Exact reproduction required: print each line of the material below.

********************

PR #467, opened 2024-04-21
Implement thumbnails

TalMalka123:
Add a function to tag metadata as a thumbnail/ remove thumbnail tag.

### DIFF
--- a/dagshub/data_engine/model/metadata_field_builder.py
+++ b/dagshub/data_engine/model/metadata_field_builder.py
@@ -1,6 +1,6 @@
 import dataclasses
 import logging
-from typing import TYPE_CHECKING, Type, Union, Set
+from typing import TYPE_CHECKING, Type, Union, Set, Optional, Literal
 
 from dagshub.data_engine.client.models import MetadataFieldSchema
 from dagshub.data_engine.dtypes import DagshubDataType, MetadataFieldType, ReservedTags, ThumbnailType
@@ -80,7 +80,7 @@ class MetadataFieldBuilder:
         self._set_or_unset(ReservedTags.ANNOTATION.value, is_annotation)
         return self
 
-    def set_thumbnail(self, thumbnail_type: Union[ThumbnailType, str, None] = None,
+    def set_thumbnail(self, thumbnail_type: Optional[Literal["video", "audio", "image", "pdf", "text", "csv"]] = None,
                       is_thumbnail: bool = True) -> "MetadataFieldBuilder":
         """
         Mark or unmark the field as thumbnail field, with the specified thumbnail type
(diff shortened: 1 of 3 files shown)


dagshub/data_engine/model/metadata_field_builder.py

********************

- [Response to the task]
PR #467, opened 2024-04-21
Implement thumbnails

TalMalka123:
Add a function to tag metadata as a thumbnail/ remove thumbnail tag.

### DIFF
--- a/dagshub/data_engine/model/metadata_field_builder.py
+++ b/dagshub/data_engine/model/metadata_field_builder.py
@@ -1,6 +1,6 @@
 import dataclasses
 import logging
-from typing import TYPE_CHECKING, Type, Union, Set
+from typing import TYPE_CHECKING, Type, Union, Set, Optional, Literal
 
 from dagshub.data_engine.client.models import MetadataFieldSchema
 from dagshub.data_engine.dtypes import DagshubDataType, MetadataFieldType, ReservedTags, ThumbnailType
@@ -80,7 +80,7 @@ class MetadataFieldBuilder:
         self._set_or_unset(ReservedTags.ANNOTATION.value, is_annotation)
         return self
 
-    def set_thumbnail(self, thumbnail_type: Union[ThumbnailType, str, None] = None,
+    def set_thumbnail(self, thumbnail_type: Optional[Literal["video", "audio", "image", "pdf", "text", "csv"]] = None,
                       is_thumbnail: bool = True) -> "MetadataFieldBuilder":
         """
         Mark or unmark the field as thumbnail field, with the specified thumbnail type
(diff shortened: 1 of 3 files shown)


dagshub/data_engine/model/metadata_field_builder.py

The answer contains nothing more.